I spent three days working with students from the College of Art, Music and Drama introducing fine art, music and drama students from four years of undergraduate study to installation art.


We started by looking at installation artists that have inspired my own work: Jessica Stockholder, Sara Sze and El Anatsui. We discussed their work through the eyes of a painter; looking at how installation work can still be talked about using traditional painting terminology of composition, form, texture, colour, dimension, depth, line etc. We discussed how my interpretations and emotions towards the work differed to theirs as a result of our different experiences. For instance, whereas I read some of El Anatsui's work to be representative of death, decay, destruction and war, some of the students said that they found these spaces protective and calming for them. As individuals who have been surrounded by war (or at least narratives of war) since they were born, and living in the midst of a violent and tragic civil war right now, their interpretation of the spaces El Anatsui creates were very different from my own.

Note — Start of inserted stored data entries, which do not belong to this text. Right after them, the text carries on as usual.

PR #86, opened 2019-01-21
Fix the numbers of RFCs

fson:
We had two of RFC0002 and two RFC0003's. I've changed the numbers to be unique.

screenshot 2019-01-21 at 13 04 59


cpojer:
Thanks. I think we should use pull request number instead of manual management of incrementing ids, tbh.

jamonholmgren:
I agree about PR number being the id of record.

kelset:
yeah I think we had that system because we copied some other RFC procedure but agree with this PR approach 👍

PR #103, opened 2019-02-19
Fix filename of November 2018 meeting

casperboone:
The filename currently says 2019, while the meeting took place in 2018. This PR changes the filename to include the correct year.


kelset:
Thanks for the PR @casperboone !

I then introduced Robert Rauschenberg and Julie Mehretru and compared their (two dimensional) work with the installation work of Sze, Anatsui and Stockholder. We discussed how Mehretru's work could be a two dimensional representational of Sze's installations; and how Stockholder and Rauschenberg use paint stroke qualities and colour in similar ways.


I asked the drama and music students to think about what kind of music and stories could be both inspired by and exist within these space. We explored how the objects within Sze and Stockholder's spaces could be used to make sound to create a musical narrative to the space.


We then spent two and a half days creating an installation together in the university compound. Here are some pictures of the we work we created, combining found and natural objects. We concentrated on how to create a piece of work that emphasised the spaces within the space. The final piece included direct cultural references that people would recognise (hanging calabash and decorative painting of stones), combined with new ways of manipulating and mixing materials and objects.